Study on the integration of fluid catalytic cracking unit in refinery with solvent-based carbon capture through process simulation

Abstract Fluid catalytic cracking unit (FCCU) is an important refinery process by cracking heavy hydrocarbons to form lighter valuable products, including gasoline and diesel oil. However, the FCCU also generates the largest amount of CO 2 emissions among all the refinery units. To solve this problem, solvent-based carbon capture can be introduced to capture CO 2 in the flue gas from FCCU, but the energy consumption from the reboiler of the carbon capture plant will undoubtedly reduce the economic benefits of the refinery. In this paper, solvent-based carbon capture for an FCCU in a real life refinery is studied through process simulation. This study takes into account the process design and heat integration. An industrial FCCU with a feed capacity of over 1.4 million tons vacuum gas oil per year was modelled, and the process model was validated according to industrial operating data.

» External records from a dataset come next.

PR #451, opened 2024-07-30
Adjust v1 examples

Jakob-Unfried:
Still making more changes to the examples that generate the figures for the v1 publication...


Jakob-Unfried:
merge #485 instead

PR #464, opened 2024-09-12
minor fix of consitency_check to allow imaginary TDVP time evolution

jhauschild:
@sajantanand suggested this. 
Can you please check that it works as I think it should for what you want to do? If you give your okay, I can merge it into main.


sajantanand:
Apparently, lambda arguments cannot have parenthesis (I get an error `SyntaxError: Lambda expression parameters cannot be parenthesized`). After I remove the parenthesis in the arguement, everything works.

However, it would be nice to have the evolved imaginary time show up in the logging. I have changed the logger in `run` from `algorithms/algorithm.py` to print out both the real and imaginary parts of the evolved time. However, this will affect the logging of all real-time evolution too. Do you have a better suggestion for how to do this?

PR #467, opened 2024-10-10
Handle zero blocks correctly in truncated `qr`

attila-i-szabo:
I've noticed that `npc.qr` with a cutoff breaks if any of the blocks disappear completely. This PR fixes this behaviour:
* `tools.math.qr_li` returns early if no diagonal elements are kept, before a next QR decomposition would lead to LAPACK errors
* `qr` skips such empty blocks from `q_data`, `r_data` so they don't lead to errors down the line
* and filters the legcharges so they only refer to the nonzero blocks

As far as I can tell, this breaks no currently functioning code. Let me know what tests etc. should be added.


Jakob-Unfried:
See #475

PR #483, opened 2020-05-26
Handle OS interrupts in lokoctl to fix leaking terraform process.

### LINKED ISSUE #329: Leaking Terraform processes when terminating a cluster operation
When we Ctrl+C out of a `lokoctl cluster apply` operation (and likely `destroy`, too), the lokoctl process terminates without killing its child processes. As a result, depending on the exact stage in which Ctrl+C was pressed, one or more Terraform-related processes are left behind as orphans.

Steps to reproduce:

1. Run `lokoctl cluster apply -v` against any `.lokocfg` file.
1. Wait for Terraform to start creating infrastructure, then hit Ctrl+C.
1. Check for orphan processes: `ps -ef | grep terraform`.

Here is what I'm getting:

```
johannes 3061095    1421  0 13:52 pts/3    00:00:01 /usr/bin/terraform internal-plugin provisioner file
johannes 3061106 3061095  0 13:52 pts/3    00:00:00 /usr/bin/terraform internal-plugin provisioner file
johannes 3061107    1421  0 13:52 pts/3    00:00:00 /tmp/lk/assets/terraform/.terraform/plugins/linux_amd64/terraform-provider-template_v2.1.2_x4
johannes 3061125    1421  0 13:52 pts/3    00:00:01 /usr/bin/terraform internal-plugin provisioner remote-exec
johannes 3061137 3061125  0 13:52 pts/3    00:00:00 /usr/bin/terraform internal-plugin provisioner remote-exec
johannes 3061165    1421  0 13:52 pts/3    00:00:02 /tmp/lk/assets/terraform/.terraform/plugins/linux_amd64/terraform-provider-tls_v2.1.1_x4
johannes 3061179    1421  0 13:52 pts/3    00:00:00 /tmp/lk/assets/terraform/.terraform/plugins/linux_amd64/terraform-provider-local_v1.4.0_x4
johannes 3061195    1421  0 13:52 pts/3    00:00:00 /home/johannes/.terraform.d/plugins/terraform-provider-ct_v0.4.0
johannes 3061212    1421  0 13:52 pts/3    00:00:00 /tmp/lk/assets/terraform/.terraform/plugins/linux_amd64/terraform-provider-packet_v2.7.5_x4
johannes 3061228    1421  0 13:52 pts/3    00:00:00 /tmp/lk/assets/terraform/.terraform/plugins/linux_amd64/terraform-provider-null_v2.1.2_x4
```

The orphan processes stay in memory indefinitely, though thankfully it doesn't seem like they keep executing Terraform operations in this state.

We should most likely implement a proper cleanup procedure which we always run in response to a SIGINT.

ipochi:
Fixes #329 

Registers a Signal handler for terraform process and components installation/deletion.

Before running the `lokoctl cluster apply`
```
ps ef | grep terraform | wc -l
0
```

```
module.packet-liger.data.ct_config.controller-install-ignitions[0]: Refreshing state...
module.worker-madrid.data.ct_config.install-ignitions: Refreshing state...
module.worker-madrid.packet_device.nodes[0]: Creating...
module.packet-liger.packet_device.controllers[0]: Creating...
module.worker-madrid.packet_device.nodes[0]: Still creating... [10s elapsed]
module.packet-liger.packet_device.controllers[0]: Still creating... [10s elapsed]
^CInterrupt received.
Please wait for Terraform to exit or data loss may occur.
Gracefully shutting down...
Stopping operation...
```
After Ctrl + C
```
ps ef | grep terraform | wc -l
0
```

### DIFF
--- a/pkg/terraform/executor.go
+++ b/pkg/terraform/executor.go
@@ -296,6 +296,8 @@ func (ex *Executor) ExecuteAsync(args ...string) (int, chan struct{}, error) {
 	cmd.Stdout = wPipe
 	cmd.Stderr = wPipe
 
+	// Initialize the signal handler.
+	h := signalHandler(ex.logger)
 	// Start Terraform.
 	err := cmd.Start()
 	if err != nil {
@@ -319,6 +321,10 @@ func (ex *Executor) ExecuteAsync(args ...string) (int, chan struct{}, error) {
 			ioutil.WriteFile(ex.failPath(cmd.Process.Pid), []byte(err.Error()), 0660)
 		}
 
+		// Once the process is finished whether successfully or terminated by an
+		// interrupt, we stop listening for the interrupt and close the channel.
+		h.stop()
+
 		// Close descriptors.
 		wPipe.Close()
 		logFile.Close()
@@ -330,8 +336,15 @@ func (ex *Executor) ExecuteAsync(args ...string) (int, chan struct{}, error) {
 
 // ExecuteSync is like Execute, but synchronous.
 func (ex *Executor) ExecuteSync(args ...string) ([]byte, error) {
+	// Initialize the signal handler.
+	h := signalHandler(ex.logger)
+
 	cmd := ex.generateCommand(args...)
-	return cmd.Output()
+	output, err := cmd.Output()
+
+	h.stop()
+
+	return output, err
 }
 
 // Plan runs 'terraform plan'.
--- a/pkg/terraform/signals.go
+++ b/pkg/terraform/signals.go
@@ -1,0 +1,60 @@
+// Copyright 2020 The Lokomotive Authors
+// Copyright 2017 CoreOS, Inc
+//
+// Licensed under the Apache License, Version 2.0 (the "License");
+// you may not use this file except in compliance with the License.
+// You may obtain a copy of the License at
+//
+//     http://www.apache.org/licenses/LICENSE-2.0
+//
+// Unless required by applicable law or agreed to in writing, software
+// distributed under the License is distributed on an "AS IS" BASIS,
+// WITHOUT WARRANTIES OR CONDITIONS OF ANY KIND, either express or implied.
+// See the License for the specific language governing permissions and
+// limitations under the License.
+
+package terraform
+
+import (
+	"os"
+	"os/signal"
+
+	"github.com/sirupsen/logrus"
+)
+
+// handler defines signal handler.
+type handler struct {
+	logger *logrus.Entry
+	// signalCh stores signals received from the system.
+	signalCh chan os.Signal
+}
+
+// signalHandler creates a new Handler.
+func signalHandler(logger *logrus.Entry) *handler {
+	// Different signals that we are listening to. For the time being putting
+	// only os.Interrupt, making a slice so that we can easily add more.
+	signals := []os.Signal{os.Interrupt}
+
+	signalCh := make(chan os.Signal, 1)
+	signal.Notify(signalCh, signals...)
+
+	// Goroutine that prints the message to the user in case the --verbose
+	// option is not used.
+	go func() {
+		for range signalCh {
+			logger.Warnln("Interrupt received, please wait for Terraform to terminate.")
+		}
+	}()
+
+	return &handler{
+		signalCh: signalCh,
+		logger:   logger,
+	}
+}
+
+func (h *handler) stop() {
+	// Stop listening for interrupts on the channel
+	signal.Stop(h.signalCh)
+	// Close the channel.
+	close(h.signalCh)
+}
--- a/pkg/terraform/doc.go
+++ b/pkg/terraform/doc.go
@@ -1,0 +1,18 @@
+// Copyright 2020 The Lokomotive Authors
+// Copyright 2017 CoreOS, Inc
+//
+// Licensed under the Apache License, Version 2.0 (the "License");
+// you may not use this file except in compliance with the License.
+// You may obtain a copy of the License at
+//
+//     http://www.apache.org/licenses/LICENSE-2.0
+//
+// Unless required by applicable law or agreed to in writing, software
+// distributed under the License is distributed on an "AS IS" BASIS,
+// WITHOUT WARRANTIES OR CONDITIONS OF ANY KIND, either express or implied.
+// See the License for the specific language governing permissions and
+// limitations under the License.
+
+// Package terraform handles the execution of terraform processes to bring
+// up the infrastructure for the Lokomotive cluster.
+package terraform


pkg/signals/signals.go
```diff
@@ -0,0 +1,89 @@
...
+	}
+}
+
+// Register starts listening for the os interrupts.
+func (h *Handler) Register() {
+	go func() {
+		defer signal.Stop(h.signalCh)
+
+		for s := range h.signalCh {
+			if s == os.Interrupt {
```
invidian, line 48: Should we use switch/case or `s != os.Interrupt` to remove the indentation?

pkg/signals/signals.go
```diff
@@ -0,0 +1,89 @@
...
+				if h.signalType == 0 {
```
invidian, line 49: Again, we could switch/case on `h.signalType`.

pkg/signals/signals.go
```diff
@@ -0,0 +1,89 @@
...
+					h.signalType = signalAbort
+
+					log.Println("SIGINT Received, waiting for the graceful shutdown")
```
invidian, line 52: We should use `logrus` here I think, not `log`. Maybe we can take it as an argument for `NewSignalHandler()` and store in `Handler`?

pkg/signals/signals.go
```diff
@@ -0,0 +1,89 @@
...
+
+					continue
+				}
+
+				log.Println("Second interrupt received, exiting immediately.")
+
+				h.signalType = signalTerminate
```
invidian, line 59: Is this needed if we call `os.Exit()` right after?

pkg/signals/signals.go
```diff
@@ -0,0 +1,89 @@
...
+			}
+		}
+	}()
+}
+
+// RegisterCmd starts listening for the os interrupts for the provided Cmd.
+// and passes the interrupt to the running process.
+func (h *Handler) RegisterCmd(cmd *exec.Cmd) {
+	go func() {
+		defer signal.Stop(h.signalCh)
```
invidian, line 71: If I register multiple cmds, is it fine to stop the channel multiple times?

pkg/signals/signals.go
```diff
@@ -0,0 +1,89 @@
...
+
+		for s := range h.signalCh {
+			if s == os.Interrupt {
```
invidian, line 74: Again, please revert the conditional, to keep the happy path not deeply indented. 

```go
if s != os.Interrupt || cmd.Process == nil {
  continue
}
```

pkg/signals/signals.go
```diff
@@ -0,0 +1,89 @@
...
+				os.Exit(1) //nolint:gomnd
+			}
+		}
+	}()
+}
+
+// RegisterCmd starts listening for the os interrupts for the provided Cmd.
+// and passes the interrupt to the running process.
+func (h *Handler) RegisterCmd(cmd *exec.Cmd) {
+	go func() {
```
invidian, line 70: Do we need a goroutine for each cmd? Maybe it would be easier to collect them and once we receive the signal, iterate?

pkg/signals/signals.go
```diff
@@ -0,0 +1,89 @@
...
+	signalCh := make(chan os.Signal, 1)
+	signal.Notify(signalCh, signals...)
+
+	return &Handler{
+		signalCh: signalCh,
+	}
+}
+
+// Register starts listening for the os interrupts.
+func (h *Handler) Register() {
```
invidian, line 43: What if I call `Register()` twice, does everything still work just fine?

pkg/components/util/install.go
```diff
@@ -26,10 +26,15 @@ import (
...
 	"github.com/kinvolk/lokomotive/pkg/components"
 	"github.com/kinvolk/lokomotive/pkg/k8sutil"
+	"github.com/kinvolk/lokomotive/pkg/signals"
 )
 
 // InstallComponent installs given component using given kubeconfig.
 func InstallComponent(name string, c components.Component, kubeconfig string) error {
+	// Get a new instance of SignalHandler and register to listen for os interrupts.
+	h := signals.NewSignalHandler()
+	h.Register()
```
invidian, line 36: It seems we **will** register it multiple times. What if I interrupt the process after first component has been installed? Also, what's the point of interrupting, if it does not abort anything? I think we should print the correct error message, that the installing won't be interrupted if one hits CTRL+C.

ipochi:
After a call with @invidian we found out that `terraform apply` handles the interrupts but `terraform init` doesn't and this behavior is reflected the same in `lokoctl` as well.

An upstream issue has been filed for the same.

https://github.com/hashicorp/terraform/issues/25118

@invidian @iaguis please re-review.

pkg/terraform/executor.go
```diff
@@ -106,7 +106,6 @@ func NewExecutor(conf Config) (*Executor, error) {
 	ex.logger = log.WithFields(log.Fields{
 		"phase": "infrastructure",
 	})
-
```
iaguis, line 109: This has nothing to do with the commit, please put in a separate commit if you think it improves readability.

pkg/terraform/executor.go
```diff
@@ -296,14 +295,16 @@ func (ex *Executor) ExecuteAsync(args ...string) (int, chan struct{}, error) {
 	cmd.Stdout = wPipe
 	cmd.Stderr = wPipe
 
+	// Initialize the signal handler.
+	h := signalHandler(ex.logger)
+	// Register the signal handler to handle os interrupts.
```
iaguis, line 300: This comment seems out of place.

pkg/terraform/signals.go
```diff
@@ -1,3 +1,18 @@
+// Copyright 2020 The Lokomotive Authors
```
iaguis, line 1: This is more than what the commit msg says. Please add a mention of it in the commit message or put it in a different commit.

ipochi: Yes, this should have been part of the first commit. Done.

ipochi:
> I have some nits and a general comment.
> 
> From my testing it seems when I interrupt lokoctl at, say, `terraform init` this doesn't stop lokoctl. I'm aware terraform init doesn't handle interrupts but I would expect lokoctl to stop after `terraform init` is finished instead of continuing with the next steps (`terraform plan` and so on). This works fine if I do two interrupts for example when `terraform plan` is running, I guess because the process ends with exit status 1 and we propagate the error.
> 
> Should we add a channel to send interrupt information from the signal handler to the `Executor` so we can `os.Exit()` or error out after the command is finished if we get an interrupt?

It would become quite messy, besides there would be two branches where it would be handle the differently if the current process is `terraform version/init` vs `terraform plan/apply/refresh`

Nevertheless, I am opening up a follow up issue that tracks this limitation and and will also link the upstream issue in the follw up issue.

ipochi:
Follow up issue created #555

PR #530, opened 2020-06-02
Deleting machine GOOS from Makefile for  build-slim and  install-slim 

### LINKED ISSUE #526: Makefile: Automatically detect machine GOOS
Right now we have hard coded `linux` in it.

knrt10:
Makefile: Previously it was hardcoded to linux. deleting it as go can automatically detect it`. Fixes #526

### DIFF
--- a/Makefile
+++ b/Makefile
@@ -49,7 +49,7 @@ update-assets:
 # Once we change CI code to build outside GOPATH, GO111MODULE can be removed, so
 # we rely on defaults.
 build-slim:
-	CGO_ENABLED=0 GOOS=linux GO111MODULE=on go build \
+	CGO_ENABLED=0 GO111MODULE=on go build \
 		-mod=$(MOD) \
 		-ldflags $(LDFLAGS) \
 		-buildmode=exe \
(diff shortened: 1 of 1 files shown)


Makefile
```diff
@@ -49,7 +58,7 @@ update-assets:
 # Once we change CI code to build outside GOPATH, GO111MODULE can be removed, so
 # we rely on defaults.
 build-slim:
-	CGO_ENABLED=0 GOOS=linux GO111MODULE=on go build \
+	CGO_ENABLED=0 GOOS=$(GOOS) GO111MODULE=on go build \
```
invidian, line 61: Hm, why do we need to set GOOS explicitly? Can we just remove it?

invidian: The produced binaries are exactly the same. If building on MacOS works just fine, I guess we can just leave it as it is?

knrt10: Yes, let me update the PR.

invidian: I'll actually test that on macOS before we remove it to understand how things work.

knrt10: I have macOS, I tested it, you can double check

invidian: If we build without it, it will work locally. But I guess for release builds, if we want to provide binaries for both macOS and Linux, we need to specify it then, to do cross-compile, right?

invidian: Just checked, we already do via goreleaser. All good, cool!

A carbon capture plant model with MEA solvent was also developed in Aspen Plus® at pilot scale, and scaled up to match the capacity of the FCC unit. Case studies were performed to analyze the integration of the FCCU with commercial scale carbon capture plant, in which different heat integration options were discussed to reduce the energy consumption. The simulation results indicated that a proper design of heat integration will significantly reduce the energy consumption when the carbon capture plant is integrated with an industrial FCCU.